Prompt. Within the data below, copy each line where the string "context" is found.

(Stored items)
PR #417, opened 2016-08-11
FEATURE: Make Cache FileBackends independent of external locks

albe:
This avoids using external locks, which are prone to platform issues
(race conditions and tombstones for lock files or missing semaphore extension)
and instead directly uses the file locking mechanism of PHP to lock the cache files.

This should noticeably improve performance for the FileBackend caches and avoid
having thousands of Lock files which clobber the file system.


albe:
See #261 #10 #138 #183

kitsunet:
👎 please not before the cache split.

albe:
Sure, I'll take care of rebasing on the split once that's merged.

albe:
I just benchmarked this to see the effects. Not that big, but surely measurable.
Biggest plus is "no more Lock files laying around" though.

As a bonus, the lock will now work if the cache files are stored on a shared network folder while the lock files aren't (very unlikely setup).

<pre>
Benchmark:
time "./flow flow:cache:flush --force && ./flow flow:core:compile && ./flow doctrine:compileproxies && ./flow flow:cache:warmup"


master:

TESTING:
real    0m29.191s
user    0m27.930s
sys     0m1.111s

real    0m29.052s
user    0m27.797s
sys     0m1.146s

real    0m29.863s
user    0m28.063s
sys     0m1.173s


PRODUCTION:
real    0m5.388s
user    0m4.734s
sys     0m0.609s

real    0m5.461s
user    0m4.831s
sys     0m0.591s

real    0m5.443s
user    0m4.823s
sys     0m0.569s


DEVELOPMENT:
real    0m11.141s
user    0m10.343s
sys     0m0.736s

real    0m11.143s
user    0m10.349s
sys     0m0.722s

real    0m11.582s
user    0m10.740s
sys     0m0.784s



flock_filecaches:

TESTING:
real    0m28.921s
user    0m27.826s
sys     0m0.990s

real    0m28.815s
user    0m27.647s
sys     0m1.048s

real    0m28.968s
user    0m27.829s
sys     0m1.018s


PRODUCTION:
real    0m5.138s
user    0m4.573s
sys     0m0.540s

real    0m5.220s
user    0m4.705s
sys     0m0.461s

real    0m5.062s
user    0m4.539s
sys     0m0.495s


DEVELOPMENT:
real    0m11.195s
user    0m10.600s
sys     0m0.534s

real    0m10.838s
user    0m10.171s
sys     0m0.612s

real    0m10.940s
user    0m10.298s
sys     0m0.583s
</pre>

kitsunet:
Actually I am not sure if that doesn't introduce race conditions that we fixed before by using locks for reading as well. Did you try two concurrent development context calls on empty cache for example?

albe:
Ah yes, that should probably be changed again to a single lock. Yeah, the Lock utility is currently useless that way, but I think it has its places elsewhere, especially for compile time locks

TYPO3.Flow/Classes/TYPO3/Flow/Cache/Backend/SimpleFileBackend.php
```diff
@@ -257,14 +252,7 @@ public function remove($entryIdentifier)
...
 
-        try {
-            $lock = new Lock($pathAndFilename);
-            unlink($pathAndFilename);
-            $lock->release();
-        } catch (\Exception $exception) {
-            return false;
-        }
-        return true;
+        return @unlink($pathAndFilename);
```
albe: This here is the only change of locking behaviour.

The reasoning to not lock the file for unlink is, that on Windows the unlink would then fail (can't unlink an opened file). In the worst-case, the file will be unlinked on *NIX while it is being locked in a different process, in which case the outcome is a non-existing cache entry/failed write. That should not be a problem as it will resolve itself with the next request that builds the cache.

The other way around would be worse on Win, as it would lead to the cache file never being removed.

albe:
Rebased onto 3.3, so we can deliver this into the LTS. If we decide against that, it should be trivial to retarget onto master again.

TYPO3.Flow/Classes/TYPO3/Flow/Cache/Backend/SimpleFileBackend.php
kitsunet: The reason for locking was to prevent concurrent reading on this file, which has happened in the past.

kitsunet:
So, I added one last question. TBH cache split doesn't happen, I give up, so if you rebase, I'll merge this.

TYPO3.Flow/Classes/TYPO3/Flow/Cache/Backend/SimpleFileBackend.php
albe: Hm, yeah I see... basically means that on Windows the delete will just fail if it is concurrently read somewhere else and on *NIX I'm not sure if the read would just create currupt data, fail or if the delete would fail. Do you have any idea what the behaviour is?

What if we keep the lock on non-windows only? That way we retain the concurrent-read safety on like 99% of used production environments and at least have an as-good-as-possible behaviour no windows.

albe:
Rebased once more and re-added locking on unlink for non-windows. This reatins concurrent-access safety for the widely used production environments.

On windows however, there is a slim chance that the remove continually fails if the cache entry is under high pressure. There is not much we can do about that other than adding external locking again.

TYPO3.Flow/Classes/TYPO3/Flow/Cache/Backend/SimpleFileBackend.php
```diff
@@ -260,14 +255,23 @@ public function remove($entryIdentifier)
...
-            $lock->release();
-        } catch (\Exception $exception) {
+        if (strncasecmp(PHP_OS, 'WIN', 3) == 0) {
+            // On Windows, unlinking a locked/opened file will not work, so we just attempt the delete straight away.
+            // In the worst case, the unlink will just fail due to concurrent access and the caller needs to deal with that.
+            return @unlink($pathAndFilename);
+        }
+
+        $file = @fopen($pathAndFilename, 'r');
+        if ($file === false) {
```
robertlemke: I have concerns about the shut-up-operator – wouldn't `try`/`catch` work here?

It's a bit of history repeating – we had this several times in and out in similar places, see also https://karsten.dambekalns.de/blog/a-story-about-include-once.html

So, don't rush this until we're really sure.

albe: Good call.

So what is the intended/expected API here on file opening failure? I'd say for the remove operation just returning false and ignoring anything else is fine (as before). But for the reading/writing part it would make sense to somehow bubble exceptions up... actually there was no `try / catch` before, so it would maybe even make sense to throw exceptions on lock failure, too.

robertlemke: In an earlier version (without `flock`) I implemented it so that errors where caught and the operation was retried 3 times or so, with a random sleep in between. And when the lock didn't happen then, an error / exception was thrown.

kitsunet:
Ok, rebased to master, adapted to Neos.Cache, replaced shutup with try cache, added retry for failsafety.

Also benchmarked with AB, speed is slightly better with the change and both show same behavior when deleting the cache in the middle of the AB run. Both recover and continue after rebuilding.

kitsunet:
@kdambekalns maybe you can have a check here?

Neos.Cache/Classes/Backend/SimpleFileBackend.php
```diff
@@ -454,19 +471,28 @@ protected function configureCacheDirectory()
...
+                }
+                if (flock($file, LOCK_SH) !== false) {
+                    if ($offset !== null) {
+                        fseek($file, $offset);
+                    }
+                    $data = fread($file, $maxlen !== null ? $maxlen : filesize($cacheEntryPathAndFilename) - (int)$offset);
+                    flock($file, LOCK_UN);
+                }
+                fclose($file);
+            } catch (\Exception $e) {}
```
kitsunet: In favor of speed I wouldn't even, but we can ofc.

Neos.Cache/Classes/Backend/SimpleFileBackend.php
```diff
@@ -467,4 +460,74 @@ protected function configureCacheDirectory()
...
+    protected function writeCacheFile($cacheEntryPathAndFilename, $data)
+    {
+        for ($i = 0; $i < 3; $i++) {
+            // This can be replaced by a simple file_put_contents($cacheEntryPathAndFilename, $data, LOCK_EX) once vfs
+            // is fixed for file_put_contents with LOCK_EX, see https://github.com/mikey179/vfsStream/wiki/Known-Issues
+            $result = false;
+            try {
+                $file = fopen($cacheEntryPathAndFilename, 'wb');
+                if ($file === false) {
+                    continue;
```
skurfuerst: in this case, don't we need to wait a bit (usleep) before continuing? Otherwise the three writes will be really quick after each other.

Neos.Cache/Classes/Backend/SimpleFileBackend.php
```diff
@@ -467,4 +460,74 @@ protected function configureCacheDirectory()
...
+     */
+    protected function writeCacheFile($cacheEntryPathAndFilename, $data)
+    {
+        for ($i = 0; $i < 3; $i++) {
+            // This can be replaced by a simple file_put_contents($cacheEntryPathAndFilename, $data, LOCK_EX) once vfs
+            // is fixed for file_put_contents with LOCK_EX, see https://github.com/mikey179/vfsStream/wiki/Known-Issues
+            $result = false;
+            try {
+                $file = fopen($cacheEntryPathAndFilename, 'wb');
+                if ($file === false) {
```
skurfuerst: can we add a comment which case this is? I am currently not sure in which (race-condition) case this might happen.

Neos.Cache/Classes/Backend/SimpleFileBackend.php
```diff
@@ -467,4 +460,74 @@ protected function configureCacheDirectory()
...
+     * @return boolean|string The contents of the cache file or FALSE on error
+     */
+    protected function readCacheFile($cacheEntryPathAndFilename, $offset = null, $maxlen = null)
+    {
+        for ($i = 0; $i < 3; $i++) {
+            $data = false;
+            try {
+                $file = fopen($cacheEntryPathAndFilename, 'rb');
+                if ($file === false) {
+                    continue;
```
skurfuerst: see below. Can we add a comment when this case can happen? IMHO it can happen when the file was removed in the meantime

Neos.Cache/Classes/Backend/SimpleFileBackend.php
```diff
@@ -19,7 +19,6 @@
 use Neos\Cache\Frontend\PhpFrontend;
 use Neos\Cache\Frontend\FrontendInterface;
 use Neos\Utility\Exception\FilesException;
-use Neos\Utility\Lock\Lock;
```
skurfuerst: Do we still use Neos\Utility\Lock\Lock somewhere or can we remove the thing then?

Neos.Cache/Classes/Backend/FileBackend.php
```diff
@@ -268,16 +248,14 @@ public function findIdentifiersByTag($searchedTag)
...
-            $expiryTime = (integer)substr($metaData, 0, self::EXPIRYTIME_LENGTH);
+            $fileSize = filesize($cacheEntryPathAndFilename);
+            $index = (integer)$this->readCacheFile($cacheEntryPathAndFilename, $fileSize - self::DATASIZE_DIGITS, self::DATASIZE_DIGITS);
+            $metaData = $this->readCacheFile($cacheEntryPathAndFilename, $index, $fileSize - $index - self::DATASIZE_DIGITS);
+            $expiryTime = (integer)substr($metaData, -self::EXPIRYTIME_LENGTH, self::EXPIRYTIME_LENGTH);
             if ($expiryTime !== 0 && $expiryTime < $now) {
                 continue;
             }
-            if (in_array($searchedTag, explode(' ', substr($metaData, self::EXPIRYTIME_LENGTH, -self::DATASIZE_DIGITS)))) {
+            if (in_array($searchedTag, explode(' ', substr($metaData, 0, -self::EXPIRYTIME_LENGTH)))) {
```
skurfuerst: I don't understand what is actually changing here :-)

albe: I basically just moved the expiry time to the end of the metadata block. That allows for quicker expiry checks, because it's no longer necessary to read the data size first to find the start of the arbitrary sized metadata. You can just read from the end of the file -EXPIRYTIME_LENGTH bytes and check.

albe:
@skurfuerst 

> inlined into here; and instead of separate lock files we directly use the cache-files themselves now.

Yes, exactly. The only functional difference is, that on windows we can't unlink the file while it is locked (see https://github.com/neos/flow-development-collection/pull/417#r75280544 and following) - so we unlink without locking. It's a small drawback, but IMO worth it - especially considering how windows is not necessarily the OS of choice for production.

robertlemke:
As far as I can see, there are only some minor nitpicks left (@skurfuerst asking for additional comments).

I reviewed the code again and tested the patch as thorough as I could, mostly in Production context. this definitely improves the stability a lot. Even though caches might become corrupt when you destroy them in midst of 100 requests hammering on the site at the same time, they will eventually repair themselves and after a few seconds you have a stable system again. That's great and didn't work with the old locking solution.

Since this improves stability a lot already, I'll merge this now. @skurfuerst if you still would like to have the mentioned comments, please talk that through with @albe and put them into a new PR.

albe:
:tada: Thx! I'll gladly answer on any left-over questions and improve in a follow-up if necessary

peterbucher:
If you run into the error "could not lock file" when executing a flow-Command within a vagrant box which runs on top of an Ubuntu Linux system, this can maybe help you.

The error went away after installing the vagrant plugin "vagrant-bindfs" and also installing nfs-kernelserver, as well as nfs-common.

Like:
```
vagrant plugin install vagrant-bindfs

sudo apt-get install nfs-kernel-server
sudo apt-get install nfs-common
```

Answer space.
Actually I am not sure if that doesn't introduce race conditions that we fixed before by using locks for reading as well. Did you try two concurrent development context calls on empty cache for example?
I reviewed the code again and tested the patch as thorough as I could, mostly in Production context. this definitely improves the stability a lot. Even though caches might become corrupt when you destroy them in midst of 100 requests hammering on the site at the same time, they will eventually repair themselves and after a few seconds you have a stable system again. That's great and didn't work with the old locking solution.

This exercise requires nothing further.